Antoine Blondin 1922-1991, a vécu vite et jusqu' à ce que mort s' en suive.

Contrairement à Animal, je n' aime pas beaucoup les biographies, meme quand l' auteur meurt étranglé (Taktsis) !
Et donc, Blondin a été envoyé au STO (Service de travail obligatoire) en Allemagne, ce qui lui a inspiré l' Europe buissonnière.
Il faut savoir qu' il a suivi le Tour de France jusqu' à sa mort...
Ensuite il s' est essouflé et il avait de plus en plus de mal à courir après sa vie.
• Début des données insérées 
PR #733, opened 2026-09-16
perf(solana): batch getPrimaryNames processId enrichment

vilenarios:
## What

`getPrimaryNames()` scans the core program once, then issues **one `getAccountInfo` per name** to attach `processId` — O(n) sequential round trips for a single call:

```ts
const items: PrimaryName[] = [];
for (const { data } of accounts) {
  try {
    const pn = deserializePrimaryName(data);
    const rec = await this.getArNSRecord({ name: baseNameOf(pn.name) });  // <- one RPC each
    items.push({ ...pn, processId: rec.processId });
  } catch { /* skip */ }
}
```

This batches the enrichment into `getMultipleAccounts` through a new `getArnsRecordProcessIds` helper, using the same bounded pool as `getGatewayAccumulators`.

**250 names: 250 sequential reads → 3 concurrent ones.** Same records, same forgiveness for orphans.

## Why

On mainnet this is ~230 reads per call. Measured on a portal service that polls this method every 10 minutes, that single loop was **~81% of the application's entire RPC bill** — ~65,000 calls a day across two clusters, to attach one field.

It's visible in a packet capture as a flat block of byte-identical requests, since every ArNS record PDA read is the same length.

## Why batched reads rather than a registry scan

A whole-program scan of the ArNS registry would also collapse this to one call, but it reads every record to use a few hundred. The batched path reads exactly the records needed — **strictly less data as well as fewer calls**. This is the break-even `getArNSRecordsByAntMints` already documents:

> Cheaper than scanning the whole registry as soon as the caller has fewer mints than the registry has records.

There's also a short circuit: no primary names means no batch read at all.

## Also: a latent correctness bug in the same join

The base name was resolved by an inline `split('_')` with a `parts.length === 2` check. That returns the **undername** rather than the base for any name carrying two or more underscores:

| name | inline rule | contract `splitn(2, '_')` |
|---|---|---|
| `alice` | `alice` | `alice` |
| `sub_alice` | `alice` | `alice` |
| `a_b_c` | **`a`** | **`b_c`** |

So `a_b_c` looked up the wrong record, silently failed, and was dropped from the results entirely.

It now uses `splitPrimaryName` — the shared helper that already encodes the contract rule and is used by `resolveArNSName` and the primary-name write path. **No name on mainnet or devnet carries two underscores today**, so this corrects a latent bug rather than changing any current output.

Ses souvenirs l'obsédaient et il en parlé dans tous ses livres.
Il faisait partie d' un mouvement littéraire qu' on a nommé "Les hussards" : Nimier, Laurent...

L' écriture de Blondin est légère, son humeur"vagabonde" et sa mélancolie, prégnante, de plus en plus noyée dans l' alcool.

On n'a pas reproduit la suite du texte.